The pace of knowledge creation such as in academic research has accelerated rapidly in recent years, resulting in ever more new research publications. This has made it difficult to keep abreast of new developments, or to know which new publications are relevant to a given research area. Authors have developed a method for analysing and automatically classifying publications. Authors method makes use of the Wikipedia category hierarchy, and the content of Wikipedia articles associated to Wikipedia categories. Initially authors perform pre-processing and simplification of the Wikipedia category hierarchy, resulting in a rooted directed graph. Wikipedia articles are then analysed, and a set of keywords per Wikipedia category are extracted using a modified tf-idf (term frequency-inverse document frequency) model proposed in this paper.
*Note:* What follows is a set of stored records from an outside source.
PR #2501, opened 2026-09-05
Restore Matrix CI dependencies and mining test fixtures

a-shannon:
Build the declared Sigma snapshot from a verified source commit for each consuming Scala version, preserve cross-version codec behavior, and make Matrix mining fixtures observe the state required by their assertions.

Current head: [5fe55bb2](https://github.com/a-shannon/ergo/commit/5fe55bb2e3a1af8b1a2b42a024f757f55ee3dcec), target `weak-blocks`. The [latest one-file increment](https://github.com/a-shannon/ergo/compare/aaa73480397590c9ae6c3e024f87af0e64972dc9...5fe55bb2e3a1af8b1a2b42a024f757f55ee3dcec), +8/-4, reuses the shared fixture follow-up [b43a21c4](https://github.com/a-shannon/ergo/commit/b43a21c49b827f7df11448767d28c2b3c42ab5c9) on [e3493d84](https://github.com/a-shannon/ergo/commit/e3493d84bcbe70147bcc6716c642df9a031a952a), owned here. All production, bootstrap, codec and other test files are unchanged.

The previous-candidate regression now waits until work names the exact applied bootstrap parent before forcing regeneration. A block-application notification can reach the test before the candidate generator updates its cache. The test retains its existing candidate deadline, real PoW, rejection against the current candidate and exact previous-block application assertions. The changed case passed **1/1 after normal compilation on this actual composition**. The source-equal fixture also passed the19-case candidate suite in the #2500 consumer; its initial18/19 timeout remains recorded. The exact historical cache/PoW interleaving was not established.

Prior head [aaa734803](https://github.com/a-shannon/ergo/commit/aaa73480397590c9ae6c3e024f87af0e64972dc9) passed [all eight native CI jobs](https://github.com/ergoplatform/ergo/actions/runs/34735098843). That result is historical; native CI for5fe55bb2 remains pending. The earlier [c33→aaa increment](https://github.com/a-shannon/ergo/compare/c33e35a73d7885b8049a434af04518b4b01f8e2e...aaa73480397590c9ae6c3e024f87af0e64972dc9) and its scoped local6+7 mining/forwarding and45+5+32 selection/soft-field/observation checks retain their evidence. The initial shared snapshots-file lock preceded the successful fresh-directory actor run and remains historical.

This PR owns [bootstrap S](https://github.com/a-shannon/ergo/commit/13352c1e52aad4b63a90e16a51c7ecafda2ea98f), [Scala compatibility C](https://github.com/a-shannon/ergo/commit/1bf12ba7881ee2f477eeaf2564c558bb2139bd1a), their [common merge](https://github.com/a-shannon/ergo/commit/6e9be2ac43216fab895f1a161f2927fca819e48a), and the mining fixtures. It reuses production [E from #2504](https://github.com/a-shannon/ergo/commit/e77f77c2130521b0b9ddd7594d9d11aa5c51a56b), [F from #2505](https://github.com/a-shannon/ergo/commit/13d79b04a9e1d9ca7dbe57b4f701158a35b3b06d), and the [#2535 U/H observer](https://github.com/a-shannon/ergo/commit/bcfcd61166151d8000ae2a05a62fa4f389aa7126). Review each prerequisite with its owner before integrating this cumulative composition; other consumers can reuse the small common commits without depending on this whole branch.

Bootstrap accepts only `6.0.2-30-59782d92-SNAPSHOT` and `6.0.5-22-368a860b-SNAPSHOT`, mapped to source [59782d92](https://github.com/ergoplatform/sigmastate-interpreter/commit/59782d92065eec3abd0dc47af22e25141857b2ee) and [368a860b](https://github.com/ergoplatform/sigmastate-interpreter/commit/368a860be033af94aa14895381f42099b3646db6). It verifies the declaration, fetched commit, local Ivy metadata and main/test JARs. The older source describes v6.0.2-25-g59782d92; publication under the existing count-30 declaration establishes provenance, not identity with the unavailable artifact. Jobs use Java8 and pinned setup actions. Explicit Circe constructors and existing Either syntax preserve JSON behavior on Scala2.11.

The mining fixtures select their protocol, separate block notifications from replies, await actor shutdown after failure and wait for actual transaction processing. Real previous-candidate proofs, version6 input-block/ordering flows, confirmed UTXO assertions, funded box generation and deterministic mempool admission remain intact. [#2312](https://github.com/ergoplatform/ergo/pull/2312) covers related acknowledgment/funding concerns; [#2478](https://github.com/ergoplatform/ergo/pull/2478) covers candidate expiry. Matrix selection/fees/input-state cache refresh belong to [#2504](https://github.com/ergoplatform/ergo/pull/2504), lifecycle coverage and forwarding to [#2505](https://github.com/ergoplatform/ergo/pull/2505).

Shared validation includes17 shell contracts, both pinned Sigma sources compiled/published on Scala2.12.20, the older source also on2.11.12, and scoped three-case codec checks. The historical [combined df2df798 candidate](https://github.com/a-shannon/ergo/commit/df2df798b590e8162718eb1cd939611d8f35ce9d) passed [eight CI jobs](https://github.com/ergoplatform/ergo/actions/runs/33997997102), including1,116 node tests,696 wallet/core tests and six Matrix lifecycle cases. That run does not qualify the new head or the full legacy Docker suite. This PR remains a draft for coordinated maintainer review.

### DIFF
--- a/.github/actions/bootstrap-sigmastate/action.yml
+++ b/.github/actions/bootstrap-sigmastate/action.yml
@@ -1,0 +1,95 @@
+name: Bootstrap pinned SigmaState
+description: Build the unavailable SigmaState snapshot from its exact source commit
+
+inputs:
+  scala-version:
+    description: Full Scala version used by the consuming Ergo job
+    required: true
+  ergo-build-file:
+    description: Ergo build file that declares the pinned SigmaState version
+    required: false
+    default: build.sbt
+
+runs:
+  using: composite
+  steps:
+    - name: Set up JDK 17 for SigmaState
+      uses: actions/setup-java@cf277c60eb25467037889841efdb72551f06f6c3 # v4
+      with:
+        distribution: temurin
+        java-version: '17'
+
+    - name: Set up sbt
+      uses: sbt/setup-sbt@7b0c62920c0c6e456e829dcaad762cff5048167f # v1
+
+    - name: Build and publish SigmaState locally
+      shell: bash
+      env:
+        ERGO_BUILD_FILE: ${{ inputs.ergo-build-file }}
+        SIGMASTATE_REPOSITORY: https://github.com/ergoplatform/sigmastate-interpreter.git
+        SIGMASTATE_COMMIT: 368a860be033af94aa14895381f42099b3646db6
+        SIGMASTATE_VERSION: 6.0.5-22-368a860b-SNAPSHOT
+        SIGMASTATE_SCALA_VERSION: ${{ inputs.scala-version }}
+      run: |
+        set -euo pipefail
+
+        unset GITHUB_TOKEN SONATYPE_USERNAME SONATYPE_PASSWORD PGP_PASSPHRASE
+
+        ergo_build="${GITHUB_WORKSPACE}/${ERGO_BUILD_FILE}"
+        if [[ ! -f "${ergo_build}" ]]; then
+          echo "::error::Ergo build file not found: ${ERGO_BUILD_FILE}"
+          exit 1
+        fi
+
+        declared_version="$(sed -nE 's/^[[:space:]]*val[[:space:]]+sigmaStateVersion[[:space:]]*=[[:space:]]*"([^"]+)".*$/\1/p' "${ergo_build}")"
+        if [[ "${declared_version}" != "${SIGMASTATE_VERSION}" ]]; then
+          echo "::error::Ergo declares SigmaState ${declared_version:-<missing>}, but the bootstrap pins ${SIGMASTATE_VERSION}"
+          exit 1
+        fi
+
+        case "${SIGMASTATE_SCALA_VERSION}" in
+          2.11.12|2.12.20|2.13.16) ;;
+          *)
+            echo "::error::Unsupported Scala version: ${SIGMASTATE_SCALA_VERSION}"
+            exit 1
+            ;;
+        esac
+
+        sigma_dir="$(mktemp -d "${RUNNER_TEMP}/sigmastate.XXXXXX")"
+        git -C "${sigma_dir}" init
+        git -C "${sigma_dir}" remote add origin "${SIGMASTATE_REPOSITORY}"
+        git -C "${sigma_dir}" fetch --no-tags --depth=1 origin "${SIGMASTATE_COMMIT}"
+        git -C "${sigma_dir}" checkout --detach FETCH_HEAD
+
+        actual_commit="$(git -C "${sigma_dir}" rev-parse HEAD)"
+        if [[ "${actual_commit}" != "${SIGMASTATE_COMMIT}" ]]; then
+          echo "::error::SigmaState checkout mismatch: expected ${SIGMASTATE_COMMIT}, got ${actual_commit}"
+          exit 1
+        fi
+
+        (
+          cd "${sigma_dir}"
+          sbt -batch \
+            "++${SIGMASTATE_SCALA_VERSION}!" \
+            "set ThisBuild / version := \"${SIGMASTATE_VERSION}\"" \
+            "show ThisBuild / version" \
+            "show scalaVersion" \
+            publishLocal
+        )
+
+        scala_binary="${SIGMASTATE_SCALA_VERSION%.*}"
+        ivy_dir="${HOME}/.ivy2/local/org.scorexfoundation/sigma-state_${scala_binary}/${SIGMASTATE_VERSION}"
+        ivy_file="${ivy_dir}/ivys/ivy.xml"
+        main_jar="${ivy_dir}/jars/sigma-state_${scala_binary}.jar"
+        tests_jar="${ivy_dir}/jars/sigma-state_${scala_binary}-tests.jar"
+
+        if [[ ! -s "${ivy_file}" || ! -s "${main_jar}" || ! -s "${tests_jar}" ]]; then
+          echo "::error::SigmaState local publication is missing its Ivy descriptor or JARs"
+          exit 1
+        fi
+
+        if ! grep -Fq "revision=\"${SIGMASTATE_VERSION}\"" "${ivy_file}" || \
+           ! grep -Fq "name=\"scala-library\" rev=\"${SIGMASTATE_SCALA_VERSION}\"" "${ivy_file}"; then
+          echo "::error::SigmaState local publication does not match the requested version and Scala toolchain"
+          exit 1
+        fi
--- a/.github/actions/bootstrap-sigmastate/action.yml
+++ b/.github/actions/bootstrap-sigmastate/action.yml
@@ -13,11 +13,11 @@ inputs:
 runs:
   using: composite
   steps:
-    - name: Set up JDK 17 for SigmaState
+    - name: Set up JDK 8 for SigmaState
       uses: actions/setup-java@cf277c60eb25467037889841efdb72551f06f6c3 # v4
       with:
         distribution: temurin
-        java-version: '17'
+        java-version: '8'
 
     - name: Set up sbt
       uses: sbt/setup-sbt@7b0c62920c0c6e456e829dcaad762cff5048167f # v1
--- a/.github/actions/bootstrap-sigmastate/action.yml
+++ b/.github/actions/bootstrap-sigmastate/action.yml
@@ -69,7 +69,7 @@ runs:
 
         (
           cd "${sigma_dir}"
-          sbt -batch \
+          sbt -batch -J-Xms512m -J-Xmx4g \
             "++${SIGMASTATE_SCALA_VERSION}!" \
             "set ThisBuild / version := \"${SIGMASTATE_VERSION}\"" \
             "show ThisBuild / version" \
--- a/.github/actions/bootstrap-sigmastate/action.yml
+++ b/.github/actions/bootstrap-sigmastate/action.yml
@@ -1,0 +1,102 @@
+name: Bootstrap pinned SigmaState
+description: Build the unavailable SigmaState snapshot from its exact source commit
+
+inputs:
+  scala-version:
+    description: Full Scala version used by the consuming Ergo job
+    required: true
+  ergo-build-file:
+    description: Ergo build file that declares the pinned SigmaState version
+    required: false
+    default: build.sbt
+
+runs:
+  using: composite
+  steps:
+    - name: Set up JDK 8 for SigmaState
+      uses: actions/setup-java@cf277c60eb25467037889841efdb72551f06f6c3 # v4
+      with:
+        distribution: temurin
+        java-version: '8'
+
+    - name: Set up sbt
+      uses: sbt/setup-sbt@7b0c62920c0c6e456e829dcaad762cff5048167f # v1
+
+    - name: Build and publish SigmaState locally
+      shell: bash
+      env:
+        ERGO_BUILD_FILE: ${{ inputs.ergo-build-file }}
+        SIGMASTATE_REPOSITORY: https://github.com/ergoplatform/sigmastate-interpreter.git
+        SIGMASTATE_SCALA_VERSION: ${{ inputs.scala-version }}
+      run: |
+        set -euo pipefail
+
+        unset GITHUB_TOKEN SONATYPE_USERNAME SONATYPE_PASSWORD PGP_PASSPHRASE
+
+        ergo_build="${GITHUB_WORKSPACE}/${ERGO_BUILD_FILE}"
+        if [[ ! -f "${ergo_build}" ]]; then
+          echo "::error::Ergo build file not found: ${ERGO_BUILD_FILE}"
+          exit 1
+        fi
+
+        declared_version="$(sed -nE 's/^[[:space:]]*val[[:space:]]+sigmaStateVersion[[:space:]]*=[[:space:]]*"([^"]+)".*$/\1/p' "${ergo_build}")"
+        case "${declared_version}" in
+          6.0.2-30-59782d92-SNAPSHOT)
+            SIGMASTATE_COMMIT=59782d92065eec3abd0dc47af22e25141857b2ee
+            ;;
+          6.0.5-22-368a860b-SNAPSHOT)
+            SIGMASTATE_COMMIT=368a860be033af94aa14895381f42099b3646db6
+            ;;
+          *)
+            echo "::error::Unsupported SigmaState declaration: ${declared_version:-<missing>}"
+            exit 1
+            ;;
+        esac
+        SIGMASTATE_VERSION="${declared_version}"
+
+        case "${SIGMASTATE_SCALA_VERSION}" in
+          2.11.12|2.12.20|2.13.16) ;;
+          *)
+            echo "::error::Unsupported Scala version: ${SIGMASTATE_SCALA_VERSION}"
+            exit 1
+            ;;
+        esac
+
+        sigma_dir="$(mktemp -d "${RUNNER_TEMP}/sigmastate.XXXXXX")"
+        git -C "${sigma_dir}" init
+        git -C "${sigma_dir}" remote add origin "${SIGMASTATE_REPOSITORY}"
+        git -C "${sigma_dir}" fetch --no-tags --depth=1 origin "${SIGMASTATE_COMMIT}"
+        git -C "${sigma_dir}" checkout --detach FETCH_HEAD
+
+        actual_commit="$(git -C "${sigma_dir}" rev-parse HEAD)"
+        if [[ "${actual_commit}" != "${SIGMASTATE_COMMIT}" ]]; then
+          echo "::error::SigmaState checkout mismatch: expected ${SIGMASTATE_COMMIT}, got ${actual_commit}"
+          exit 1
+        fi
+
+        (
+          cd "${sigma_dir}"
+          sbt -batch -J-Xms512m -J-Xmx4g \
+            "++${SIGMASTATE_SCALA_VERSION}!" \
+            "set ThisBuild / version := \"${SIGMASTATE_VERSION}\"" \
+            "show ThisBuild / version" \
+            "show scalaVersion" \
+            publishLocal
+        )
+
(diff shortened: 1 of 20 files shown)


.github/actions/bootstrap-sigmastate/action.yml
```diff
@@ -0,0 +1,102 @@
...
+          exit 1
+        fi
+
+        declared_version="$(sed -nE 's/^[[:space:]]*val[[:space:]]+sigmaStateVersion[[:space:]]*=[[:space:]]*"([^"]+)".*$/\1/p' "${ergo_build}")"
+        case "${declared_version}" in
+          6.0.2-30-59782d92-SNAPSHOT)
+            SIGMASTATE_COMMIT=59782d92065eec3abd0dc47af22e25141857b2ee
+            ;;
+          6.0.5-22-368a860b-SNAPSHOT)
+            SIGMASTATE_COMMIT=368a860be033af94aa14895381f42099b3646db6
```
cafebedouin, line 48: **[Maintainability] Make the version→commit table check itself.**

The build forces `ThisBuild / version`, which a shallow, tagless fetch requires. The pin is therefore only as correct as this table: a row mapping a version string to the wrong commit still passes the `actual_commit` check at :71.

Forcing is right. The distance segment cannot be derived: `git describe` gives `v6.0.2-25-g59782d920` for the commit the first row names `6.0.2-30-…`. The 8-hex segment is the only part of the string that identifies the source.

Recommended: after the `case`, fail unless `SIGMASTATE_COMMIT` starts with the hash embedded in `declared_version`. Run as a standalone script, this passes both rows and rejects a swapped row and a release string such as `6.0.6`:

```bash
embedded="$(sed -nE 's/^[0-9]+(\.[0-9]+)*-[0-9]+-([0-9a-f]{8})-SNAPSHOT$/\2/p' <<<"${declared_version}")"
if [[ -z "${embedded}" || "${SIGMASTATE_COMMIT}" != "${embedded}"* ]]; then
  echo "::error::SigmaState pin mismatch: ${declared_version} does not embed the prefix of ${SIGMASTATE_COMMIT}"
  exit 1
fi
```

.github/actions/bootstrap-sigmastate/action.yml
```diff
@@ -0,0 +1,102 @@
...
+
+        ergo_build="${GITHUB_WORKSPACE}/${ERGO_BUILD_FILE}"
+        if [[ ! -f "${ergo_build}" ]]; then
+          echo "::error::Ergo build file not found: ${ERGO_BUILD_FILE}"
+          exit 1
+        fi
+
+        declared_version="$(sed -nE 's/^[[:space:]]*val[[:space:]]+sigmaStateVersion[[:space:]]*=[[:space:]]*"([^"]+)".*$/\1/p' "${ergo_build}")"
+        case "${declared_version}" in
+          6.0.2-30-59782d92-SNAPSHOT)
```
cafebedouin, line 44: **[Nit] The `6.0.2-30-59782d92-SNAPSHOT` row is not exercised by this PR's CI.**

All eight jobs of run 34740376766 resolve `6.0.5-22-368a860b-SNAPSHOT`. `build.sbt` was read on `weak-blocks`, `master` (`6.0.6`) and `v6.0.3-RC1` (`6.0.3`): none declares the `6.0.2-30` string. Code search covers default branches only, so another branch may still declare it; that was not checked.

Recommended: name the consuming branch in a comment beside the row, or drop the row until a branch needs it. Which tree declares it?

cafebedouin (commented):
Review carried out by Claude (Anthropic, Claude Fable 5.1) for cafebedouin. Taken from the #2533 review table — Build/CI unit.

**Commits:** `13352c1e5` (pinned Sigma bootstrap), then `1bf12ba78` (Scala 2.11 codec compatibility), reconciled with the head `5fe55bb2e`.
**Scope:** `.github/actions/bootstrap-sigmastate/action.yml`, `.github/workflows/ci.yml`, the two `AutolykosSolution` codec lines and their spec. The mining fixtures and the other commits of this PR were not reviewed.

To classify a given input document, tf-idf weights are used to extract relevant keywords from the document, which are then matched to the keywords previously extracted from Wikipedia. The closest matching top-level categories are identified from all categories containing the document's keywords. A cosine similarity metric is then applied to select the closest matching sub-category, recursing down the category hierarchy until the best matching categories are identified. The final result produced shows a set of categories matching the input document, together with a matching percentage. This result can be used to identify new documents that are relevant to a specific research area, or to classify a whole set of documents into different topic areas, with sub-topics, main keywords, and associated weights. Authors present an experimental study using data from English Wikipedia.